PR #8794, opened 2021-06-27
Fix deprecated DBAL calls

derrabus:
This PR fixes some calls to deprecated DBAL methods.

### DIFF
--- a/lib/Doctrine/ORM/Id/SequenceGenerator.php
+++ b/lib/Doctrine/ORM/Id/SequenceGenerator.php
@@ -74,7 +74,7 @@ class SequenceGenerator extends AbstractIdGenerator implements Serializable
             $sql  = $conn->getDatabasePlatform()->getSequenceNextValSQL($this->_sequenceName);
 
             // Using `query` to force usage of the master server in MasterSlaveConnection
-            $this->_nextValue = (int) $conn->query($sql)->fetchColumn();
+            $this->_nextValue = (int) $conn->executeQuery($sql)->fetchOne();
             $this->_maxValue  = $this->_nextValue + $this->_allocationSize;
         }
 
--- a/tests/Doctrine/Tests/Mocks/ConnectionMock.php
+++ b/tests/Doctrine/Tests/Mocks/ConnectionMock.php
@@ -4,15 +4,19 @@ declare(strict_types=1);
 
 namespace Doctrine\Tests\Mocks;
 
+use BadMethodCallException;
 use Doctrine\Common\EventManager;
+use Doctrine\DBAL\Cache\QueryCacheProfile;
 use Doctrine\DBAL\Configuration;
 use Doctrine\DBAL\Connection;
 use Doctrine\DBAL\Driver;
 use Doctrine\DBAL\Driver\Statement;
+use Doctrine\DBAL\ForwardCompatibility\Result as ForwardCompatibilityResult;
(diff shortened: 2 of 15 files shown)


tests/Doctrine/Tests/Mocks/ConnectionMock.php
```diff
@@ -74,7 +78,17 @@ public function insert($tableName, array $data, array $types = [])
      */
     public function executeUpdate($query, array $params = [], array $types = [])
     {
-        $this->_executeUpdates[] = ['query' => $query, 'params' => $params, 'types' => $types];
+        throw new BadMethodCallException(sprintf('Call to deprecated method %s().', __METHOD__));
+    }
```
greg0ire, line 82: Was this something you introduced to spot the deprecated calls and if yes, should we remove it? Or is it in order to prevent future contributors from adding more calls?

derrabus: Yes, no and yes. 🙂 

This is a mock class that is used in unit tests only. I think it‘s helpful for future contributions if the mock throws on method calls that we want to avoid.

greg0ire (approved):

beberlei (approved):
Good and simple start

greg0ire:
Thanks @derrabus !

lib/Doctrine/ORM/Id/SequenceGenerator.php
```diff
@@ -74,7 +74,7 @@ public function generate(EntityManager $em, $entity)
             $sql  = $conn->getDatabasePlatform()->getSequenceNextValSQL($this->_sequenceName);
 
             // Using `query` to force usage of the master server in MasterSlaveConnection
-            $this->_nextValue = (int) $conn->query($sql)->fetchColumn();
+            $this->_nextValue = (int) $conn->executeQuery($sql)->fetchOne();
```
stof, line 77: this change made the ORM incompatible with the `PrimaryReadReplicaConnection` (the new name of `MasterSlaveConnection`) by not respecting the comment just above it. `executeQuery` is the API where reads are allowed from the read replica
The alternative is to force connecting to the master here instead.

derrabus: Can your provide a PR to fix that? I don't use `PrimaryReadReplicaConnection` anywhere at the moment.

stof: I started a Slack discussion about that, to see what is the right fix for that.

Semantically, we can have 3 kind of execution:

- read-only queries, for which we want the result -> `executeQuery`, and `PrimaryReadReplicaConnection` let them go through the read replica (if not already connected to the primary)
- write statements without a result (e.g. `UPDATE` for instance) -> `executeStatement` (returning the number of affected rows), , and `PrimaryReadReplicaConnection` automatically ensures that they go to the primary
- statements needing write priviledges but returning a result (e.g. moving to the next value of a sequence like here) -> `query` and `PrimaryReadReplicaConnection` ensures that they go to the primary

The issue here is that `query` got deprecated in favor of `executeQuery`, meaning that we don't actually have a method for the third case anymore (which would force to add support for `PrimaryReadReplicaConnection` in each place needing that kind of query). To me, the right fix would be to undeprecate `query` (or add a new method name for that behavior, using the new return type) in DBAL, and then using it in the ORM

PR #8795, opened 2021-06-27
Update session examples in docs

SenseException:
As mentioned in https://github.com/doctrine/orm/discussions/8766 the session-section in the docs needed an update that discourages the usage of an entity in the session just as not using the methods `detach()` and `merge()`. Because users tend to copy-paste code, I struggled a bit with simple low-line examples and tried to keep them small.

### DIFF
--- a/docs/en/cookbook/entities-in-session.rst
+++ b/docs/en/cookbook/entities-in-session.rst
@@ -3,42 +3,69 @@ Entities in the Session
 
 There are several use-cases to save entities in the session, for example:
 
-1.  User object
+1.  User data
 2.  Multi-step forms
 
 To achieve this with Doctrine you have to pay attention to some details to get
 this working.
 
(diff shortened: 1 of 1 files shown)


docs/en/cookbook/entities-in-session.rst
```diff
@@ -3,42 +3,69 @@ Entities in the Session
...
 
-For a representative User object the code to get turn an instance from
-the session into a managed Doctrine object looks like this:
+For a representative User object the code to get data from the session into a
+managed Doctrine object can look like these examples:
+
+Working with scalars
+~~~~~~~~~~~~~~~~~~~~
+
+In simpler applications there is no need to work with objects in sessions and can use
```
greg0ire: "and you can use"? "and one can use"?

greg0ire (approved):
------------------------------------------------------------
PROBLEM DESCRIPTION -> For this task, set down the entire listing word for word.

RESPONSE TO THIS EXERCISE ->
PR #8794, opened 2021-06-27
Fix deprecated DBAL calls

derrabus:
This PR fixes some calls to deprecated DBAL methods.

### DIFF
--- a/lib/Doctrine/ORM/Id/SequenceGenerator.php
+++ b/lib/Doctrine/ORM/Id/SequenceGenerator.php
@@ -74,7 +74,7 @@ class SequenceGenerator extends AbstractIdGenerator implements Serializable
             $sql  = $conn->getDatabasePlatform()->getSequenceNextValSQL($this->_sequenceName);
 
             // Using `query` to force usage of the master server in MasterSlaveConnection
-            $this->_nextValue = (int) $conn->query($sql)->fetchColumn();
+            $this->_nextValue = (int) $conn->executeQuery($sql)->fetchOne();
             $this->_maxValue  = $this->_nextValue + $this->_allocationSize;
         }
 
--- a/tests/Doctrine/Tests/Mocks/ConnectionMock.php
+++ b/tests/Doctrine/Tests/Mocks/ConnectionMock.php
@@ -4,15 +4,19 @@ declare(strict_types=1);
 
 namespace Doctrine\Tests\Mocks;
 
+use BadMethodCallException;
 use Doctrine\Common\EventManager;
+use Doctrine\DBAL\Cache\QueryCacheProfile;
 use Doctrine\DBAL\Configuration;
 use Doctrine\DBAL\Connection;
 use Doctrine\DBAL\Driver;
 use Doctrine\DBAL\Driver\Statement;
+use Doctrine\DBAL\ForwardCompatibility\Result as ForwardCompatibilityResult;
(diff shortened: 2 of 15 files shown)


tests/Doctrine/Tests/Mocks/ConnectionMock.php
```diff
@@ -74,7 +78,17 @@ public function insert($tableName, array $data, array $types = [])
      */
     public function executeUpdate($query, array $params = [], array $types = [])
     {
-        $this->_executeUpdates[] = ['query' => $query, 'params' => $params, 'types' => $types];
+        throw new BadMethodCallException(sprintf('Call to deprecated method %s().', __METHOD__));
+    }
```
greg0ire, line 82: Was this something you introduced to spot the deprecated calls and if yes, should we remove it? Or is it in order to prevent future contributors from adding more calls?

derrabus: Yes, no and yes. 🙂 

This is a mock class that is used in unit tests only. I think it‘s helpful for future contributions if the mock throws on method calls that we want to avoid.

greg0ire (approved):

beberlei (approved):
Good and simple start

greg0ire:
Thanks @derrabus !

lib/Doctrine/ORM/Id/SequenceGenerator.php
```diff
@@ -74,7 +74,7 @@ public function generate(EntityManager $em, $entity)
             $sql  = $conn->getDatabasePlatform()->getSequenceNextValSQL($this->_sequenceName);
 
             // Using `query` to force usage of the master server in MasterSlaveConnection
-            $this->_nextValue = (int) $conn->query($sql)->fetchColumn();
+            $this->_nextValue = (int) $conn->executeQuery($sql)->fetchOne();
```
stof, line 77: this change made the ORM incompatible with the `PrimaryReadReplicaConnection` (the new name of `MasterSlaveConnection`) by not respecting the comment just above it. `executeQuery` is the API where reads are allowed from the read replica
The alternative is to force connecting to the master here instead.

derrabus: Can your provide a PR to fix that? I don't use `PrimaryReadReplicaConnection` anywhere at the moment.

stof: I started a Slack discussion about that, to see what is the right fix for that.

Semantically, we can have 3 kind of execution:

- read-only queries, for which we want the result -> `executeQuery`, and `PrimaryReadReplicaConnection` let them go through the read replica (if not already connected to the primary)
- write statements without a result (e.g. `UPDATE` for instance) -> `executeStatement` (returning the number of affected rows), , and `PrimaryReadReplicaConnection` automatically ensures that they go to the primary
- statements needing write priviledges but returning a result (e.g. moving to the next value of a sequence like here) -> `query` and `PrimaryReadReplicaConnection` ensures that they go to the primary

The issue here is that `query` got deprecated in favor of `executeQuery`, meaning that we don't actually have a method for the third case anymore (which would force to add support for `PrimaryReadReplicaConnection` in each place needing that kind of query). To me, the right fix would be to undeprecate `query` (or add a new method name for that behavior, using the new return type) in DBAL, and then using it in the ORM

PR #8795, opened 2021-06-27
Update session examples in docs

SenseException:
As mentioned in https://github.com/doctrine/orm/discussions/8766 the session-section in the docs needed an update that discourages the usage of an entity in the session just as not using the methods `detach()` and `merge()`. Because users tend to copy-paste code, I struggled a bit with simple low-line examples and tried to keep them small.

### DIFF
--- a/docs/en/cookbook/entities-in-session.rst
+++ b/docs/en/cookbook/entities-in-session.rst
@@ -3,42 +3,69 @@ Entities in the Session
 
 There are several use-cases to save entities in the session, for example:
 
-1.  User object
+1.  User data
 2.  Multi-step forms
 
 To achieve this with Doctrine you have to pay attention to some details to get
 this working.
 
(diff shortened: 1 of 1 files shown)


docs/en/cookbook/entities-in-session.rst
```diff
@@ -3,42 +3,69 @@ Entities in the Session
...
 
-For a representative User object the code to get turn an instance from
-the session into a managed Doctrine object looks like this:
+For a representative User object the code to get data from the session into a
+managed Doctrine object can look like these examples:
+
+Working with scalars
+~~~~~~~~~~~~~~~~~~~~
+
+In simpler applications there is no need to work with objects in sessions and can use
```
greg0ire: "and you can use"? "and one can use"?

greg0ire (approved):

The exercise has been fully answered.